‘The English Game’ Movie Review on Netflix

April 15, 2020

In a superb remedy to class conscious strife which has been ever present in contemporary Western culture since the 2008 financial crisis, The English Game warrants the possibility of righteous nobility principally because of the righteous potency available within every individual, regardless of how well fed they are. The short mini-series (or teleplay as the Duplas Brothers correctly introduced) involves the spontaneous fermentation of organized English football. Once a game reserved for the leisured class, the historical fiction rightly frames a precious filament of human history – that being the nascent climb of the agrarian class towards more and more leisure. And with it, the cooperation with the privileged to what can constitute a new spring of English culture.

 

It is taken for granted what fate has destined for spirits solely concentrated on gaining inches of victory in the prime of their life just for the sake of pride in their lowly industrial communities, such as the town of Blackburn depicted. Yet the honest pursuit of excellence on the pitch invariably transposes itself onto everyday life, and is one of natural merit and breeds such beliefs, nay hopes, of a better ordering of mankind; all through the serious treatment of a game!
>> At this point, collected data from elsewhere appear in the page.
PR #4712, opened 2023-08-01
stencil vector doc: correct xref and code highlight

sorawee:
EDITED: jk, it looks like one `syntax-local-introduce` suffices to correct xref. No need for hacks.

Before:
Screenshot 2023-07-31 at 11 12 58 PM

After:

Screenshot 2023-08-01 at 3 08 04 AM

### DIFF
--- a/pkgs/racket-doc/scribblings/reference/stencil-vectors.scrbl
+++ b/pkgs/racket-doc/scribblings/reference/stencil-vectors.scrbl
@@ -13,7 +13,7 @@
                                   (with-syntax ([str str]
                                                 [e (read (open-input-string str))])
                                     #'(eval:alts #,(code str) e)))])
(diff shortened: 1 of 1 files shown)


rfindler:
I think similar kinds of hacks are used to render things elsewhere (maybe like `#true` vs `#t`?) and these could be put into the core document rendering forms. 

It looks like there is no overlap in printed sizes with binary and the regular formatting. This isn't the case with hexidecimal, tho, as `10000000` is `#x989680` and they have the same length. Anyway, that makes it seem safe to me to support this kind of thing only for binary and regular formatting (but not hex).

sorawee:
Well, no need for any hacks! It just needs a `syntax-local-introduce` to get xref working.

PR #4714, opened 2023-08-11
Fix docs for traits

gus-massa:
It looks like an error in the order of the arguments.

Reported by [matteo-daddio](https://racket.discourse.group/u/matteo-daddio) in https://racket.discourse.group/t/traits-documentation-bug/2199


mflatt:
LGTM

PR #4718, opened 2023-08-14
doc: correct the contract for the `new-scope?` argument to `syntax-local-lift-require`

rocketnia:
##### Checklist

- [x] Documentation update

### Description of change

The `new-scope?` argument to `syntax-local-lift-require` currently shows up in the docs as a required argument with a contract of `#t`. This update fixes the docs to show that it's an optional argument with a contract of `any/c` and a default value of `#t`.


sorawee:
Thanks!

PR #4724, opened 2023-08-17
fix the interaction of `#:unprotected-submodule` and `struct`

### LINKED ISSUE #4661: #:unprotected-submodule in contract-out doesn't export the struct type transformer binding
v8.9 [cs]

**What program did you run?**
foo.rkt:
```racket
#lang racket/base

(require racket/contract)

(provide
 (contract-out
  #:unprotected-submodule unchecked
  [struct foo ((field number?))]))

(struct foo (field))
```
bar.rkt:
```racket
#lang racket/base

(require
  racket/match
  (submod "foo.rkt" unchecked))

(define instance (foo 2))

(match instance
  [(foo num)
   (printf "foo with ~a\n" num)])
```
I ran `racket bar.rkt`.

`foo with 2` should be printed.

```
bar.rkt:10:3: match: syntax error in pattern
  in: (foo num)
  location...:
   bar.rkt:10:3
  context...:
   /Applications/Racket v8.9/collects/racket/match/gen-match.rkt:55:11: mk
   /Applications/Racket v8.9/collects/racket/match/gen-match.rkt:24:0: go
   /Applications/Racket v8.9/collects/syntax/wrap-modbeg.rkt:46:4
```

When I replace `(submod "foo.rkt" unchecked)` in bar.rkt with just `"foo.rkt"`, it runs fine.

```zsh
$ uname -a
Darwin sarnas-MacBook-Air.local 22.4.0 Darwin Kernel Version 22.4.0: Mon Mar  6 21:00:41 PST 2023; root:xnu-8796.101.5~3/RELEASE_ARM64_T8103 arm64
```

usaoc:
##### Checklist
- [x] Bugfix
- [x] tests included

### Description of change
Make the `#:unprotected-submodule` submodule export structs as `struct-out` does:

- `tl-code-for-one-id/new-name` is adjusted to accept `upe-id`, which is used as the exported id in the submodule when present;

- The original struct-type name and descriptor are exported in the submodule.

`#:omit-constructor` has no effect on the original struct-type name.  This is intended and documented accordingly.

Fix #4661.

### DIFF
--- a/pkgs/racket-test/tests/racket/contract/contract-out.rkt
+++ b/pkgs/racket-test/tests/racket/contract/contract-out.rkt
@@ -1958,4 +1958,39 @@
                #`'#,(struct-field-info-list (syntax-local-value #'foo))))
       (eval '(extract-field-names)))
    (list 'x))
+
+  (test/spec-passed/result
+   'provide/contract-upe-struct-transformer
+   '(begin
+      (eval '(module provide/contract-upe-struct-transformer-def racket/base
+               (require racket/contract/base)
+               (provide (contract-out
+                         #:unprotected-submodule no-contract
+                         (struct s ([x integer?]))))
+               (struct s (x) #:constructor-name make-s)))
+      (eval '(module provide/contract-upe-struct-transformer-ans racket/base
+               (require racket/match
+                        (submod 'provide/contract-upe-struct-transformer-def no-contract))
+               (provide answer)
+               (define answer (match (make-s 1) [(s x) x]))))
+      (dynamic-require ''provide/contract-upe-struct-transformer-ans 'answer))
+   1)
+
+  (test/spec-passed/result
+   'provide/contract-upe-struct-type-descriptor
+   '(begin
+      (eval '(module provide/contract-upe-struct-type-descriptor-def racket/base
+               (require racket/contract/base)
+               (provide (contract-out
+                         #:unprotected-submodule no-contract
+                         (struct s ([x integer?]))))
+               (struct s (x))))
+      (eval '(module provide/contract-upe-struct-type-descriptor-ans racket/base
+               (require racket/match
+                        (submod 'provide/contract-upe-struct-type-descriptor-def no-contract))
+               (provide answer)
+               (struct t s (y))
+               (define answer (match (t 1 2) [(t x y) (list x y)]))))
+      (dynamic-require ''provide/contract-upe-struct-type-descriptor-ans 'answer))
+   (list 1 2))
   )
--- a/racket/collects/racket/contract/private/provide.rkt
+++ b/racket/collects/racket/contract/private/provide.rkt
@@ -283,6 +283,15 @@
 
 (define-for-syntax current-unprotected-submodule-name (make-parameter #f))
 
+;; make-unprotected-submodule-code
+;; : (-> (-> syntax?) (listof syntax?))
+;; Calls `thunk` if `current-unprotected-submodule-name` is non-#f,
+;; incorporating the resulting syntax object into a singleton list of
+;; `module+` form; otherwise returns empty list.
+(define-for-syntax (make-unprotected-submodule-code thunk)
+  (define upe-submod (current-unprotected-submodule-name))
+  (if upe-submod (list #`(module+ #,upe-submod #,(thunk))) null))
+
 ;; tl-code-for-one-id/new-name : syntax syntax syntax (union syntax #f) -> (values syntax syntax)
 ;; given the syntax for an identifier and a contract,
 ;; builds a begin expression for the entire contract and provide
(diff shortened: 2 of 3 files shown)


usaoc:
Seems like this doesn’t handle `#:constructor-name` properly.  Relatedly, when `#:omit-constructor` is present, the transformer binding is omitted.  I’ll need to use a different approach than changing `tl-code-for-one-id/new-name`.

usaoc:
Update: This PR is ready for review.  The above mentioned issue has been fixed, but do let me know if there’s any further issue.

pkgs/racket-test/tests/racket/contract/contract-out.rkt
```diff
@@ -1958,4 +1958,33 @@
...
+               (require racket/contract/base)
+               (provide (contract-out
+                         #:unprotected-submodule no-contract
+                         (struct s ([x integer?]))))
+               (struct s (x) #:constructor-name make-s)))
+      (eval '(require racket/match
+                      (submod 'provide/contract-upe-struct-transformer no-contract)))
+      (eval '(match (make-s 1) [(s x) x])))
+   1)
+
```
rfindler, line 1975: It is probably better to put this into another module to avoid having stuff defined at the top-level that could potentially mess with other tests.

pkgs/racket-test/tests/racket/contract/contract-out.rkt
```diff
@@ -1958,4 +1958,33 @@
...
+               (require racket/contract/base)
+               (provide (contract-out
+                         #:unprotected-submodule no-contract
+                         (struct s ([x integer?]))))
+               (struct s (x))))
+      (eval '(require racket/match
+                      (submod 'provide/contract-upe-struct-type-descriptor no-contract)))
+      (eval '(struct t s (y)))
+      (eval '(match (t 1 2) [(t x y) (list x y)])))
+   (list 1 2))
```
rfindler, line 1989: Ditto here. To test a result, you can have the module export a definition with a name that has a prefix of `provide/contract-upe-struct-type-descriptor`.

racket/collects/racket/contract/private/provide.rkt
```diff
@@ -291,20 +300,20 @@
...
                                    id-rename-without-source))
+  (define ext-name (or user-rename-id id))
   (with-syntax ([ctrct (syntax-property 
                         (syntax-property
                          ctrct/no-prop
                          'racket/contract:contract-on-boundary
                          (gensym 'provide/contract-boundary))
-                        'inferred-name ex-id)]
-                [external-name (or user-rename-id id)])
+                        'inferred-name ex-id)])
```
rfindler, line 316: Why did you remove `external-name` in favor of `ext-name`? I also see three arrows comes out of that binding in DrRacket but only two of them are changed in the below.

racket/collects/racket/contract/private/provide.rkt
```diff
@@ -317,21 +326,19 @@
...
-                                                (provide (rename-out [#,id external-name]))))
-                                      (list)))
-                             #,@(if provide?
-                                    (list #`(provide (rename-out [#,id-rename external-name])))
+                             #,@(if upe-id
+                                    (append
+                                     (make-unprotected-submodule-code
+                                      (lambda ()
+                                        #`(provide (rename-out [#,upe-id #,ext-name]))))
+                                     (list #`(provide (rename-out [#,id-rename #,ext-name]))))
```
rfindler, line 341: I can't recall exactly what was going on here before, but why isn't there something conditional on `upe-id` here anymore? (That would be the naive change, anyway.)

rfindler:
I've made some comments. Overall, the change seems reasonable. Did you try running the contract test suites? You can run them with `racket -l tests/racket/contract/all`. I'm surprised that the `external-name` didn't trigger an error somewhere. So that's another thing to consider doing (adding a test case that fails because of that). Obviously that's beyond the purview of this issue, so it isn't necessary before merging this.

racket/collects/racket/contract/private/provide.rkt
usaoc: The original logic was totally unconditional: as long as the unprotected submodule exists, the `provide` *in the unprotected submodule* will be generated, even when `provide?` is false.  I’m not sure what the intent was—it’s difficult to tell because the logic was very entangled.  To simplify the matter, I just pun `upe-id` to serve double-duty as both an indicator of whether the `provide`s *in both modules* will be generated, as well as the uncontracted identifier to be exported in the unprotected submodule.  This is why both `provide`s are under the consequent.  On the other hand, `make-unprotected-submodule-code` already accounts for the case when the unprotected submodule is missing (which is probably what you really have in mind).

usaoc:
I’ve pushed an update to address the comments.  Regarding `external-name`, I see that there *are* test cases for `'provide/contract-original-contract`, but those curiously only test the second fields, i.e., syntax objects for the contracts.  Adding more test cases shouldn’t be difficult.

racket/collects/racket/contract/private/provide.rkt
rfindler: Okay, I think that makes sense. Thanks!

rfindler:
Thanks!

PR #4725, opened 2023-08-18
doc: hash doc improvement

sorawee:
- [x] documentation

This PR (intentionally) consists of two commits. 

- The first commit replaces the name `hash` with `hsh`, since naming an argument `hash` makes linking to the function `(hash)` failed. 
- The second commit fixes a contract and strengthen a contract to be consistent with other functions.

Before:

Screenshot 2023-08-18 at 9 31 55 AM

After:

Screenshot 2023-08-18 at 10 13 18 AM

### DIFF
--- a/pkgs/racket-doc/scribblings/reference/hashes.scrbl
+++ b/pkgs/racket-doc/scribblings/reference/hashes.scrbl
@@ -813,12 +813,12 @@ the result is @racket[bad-index-v] if provided, otherwise the
 @deftogether[(
 @defproc[(hash-iterate-value [ht hash?]
                              [pos exact-nonnegative-integer?])
-         any]
+         any/c]
 @defproc[#:link-target? #f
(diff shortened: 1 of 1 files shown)


usaoc:
I think `ht` is a more commonly used name for hash tables, at least in the Racket code base.

AlexKnauth (approved):
Looks good to me, but worth noting that other places in the documentation, such as `hash-union` etc. further down in the same page, use `h`, `h0` etc. as argument names.

sorawee:
I like the name `ht` better than `h`, so I changed everything to `ht` (including "further down in the same page" that @AlexKnauth mentioned).

usaoc:
The commit message still refers to the original new name (`hsh`).

sorawee:
Thanks for the feedback! @usaoc and @AlexKnauth

PR #4745, opened 2023-09-07
doc: correct in-directory examples

sorawee:
1. switch from collection-path to collection-file-path, since the former is deprecated.
2. remove one example that is incorrect. It is not possible to use in-directory to produce a list of unprefixed paths
3. fix the ordering of the last example. The old ordering was from before 980a9fbd (and possibly with a combination with Racket BC whose directory-list in the kernel doesn't sort the paths). But after the commit, the paths should be sorted.


mflatt:
LGTM

PR #4758, opened 2023-09-22
match: handle byte string in the pregexp pattern

### LINKED ISSUE #4281: Match documentation and implementation for pregexp are not in agreement

sorawee:
Fixes #4281

### DIFF
--- a/pkgs/racket-doc/scribblings/reference/match.scrbl
+++ b/pkgs/racket-doc/scribblings/reference/match.scrbl
@@ -322,8 +322,10 @@ In more detail, patterns match as follows:
 
  @item{@racket[(#,(match-kw "regexp") _rx-expr)] --- matches a
        string that matches the regexp pattern produced by @racket[_rx-expr],
-       where @racket[_rx-expr] can be a @racket[regexp] or @racket[pregexp] or a string.
-       A string value is converted to a pattern using @racket[regexp].
+       where @racket[_rx-expr] can be either a @racket[regexp], a @racket[pregexp],
+       a @racket[byte-regexp], a @racket[byte-pregexp], a string, or a byte string.
+       A string and byte string value is converted to a pattern using
+       @racket[regexp] and @racket[byte-regexp] respectively.
        See @secref["regexp"] for more information about regexps.
 
        @examples[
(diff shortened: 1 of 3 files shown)


mflatt:
LGTM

Yes, this is culture proper – to strain and risk for better play to exceed the possibilities of what it means to be an excellent human.

 

The honest victory of the struggling and meek is what makes sports so magnanimous. It is that possibility of natural excellence to be revealed, rather than lie ambiguous or uncertain as it appears to do frequently within the human condition, which breeds forth a self-certainty in the goodness in the world. This goodness, then, is affixed to an objective striving, beyond the known conditions at the start of the match, and is reflective within the immortal virtue of courage that can only be cultivated through the practical experience of scoring a goal. The fact that objective striving is the aim of all human life, which provides sustenance against the havoc of uncertain miseries that lurk in the ever-present darkness of forward movement, is an important reminder that the cultivation of the faculties of virtue are able to be possessed within all individuals; and further, such a cultivation breeds the most well-being and prosperity for a society. It is to deter individual agency away from prevarication and mendacity and towards struggling for the good.

 

Stupendously, The English Game demonstrates how easy it is in theory to speak so prepossessed yet the practice of not succumbing to convenience, in negating the concourse of Providence, is where the drama of humanity always resides. And what a splendid home it finds in such an emphatic effort at representing a bygone historical reality, where it was possible for a man to seek and achieve the best for all, despite the temptations elsewise.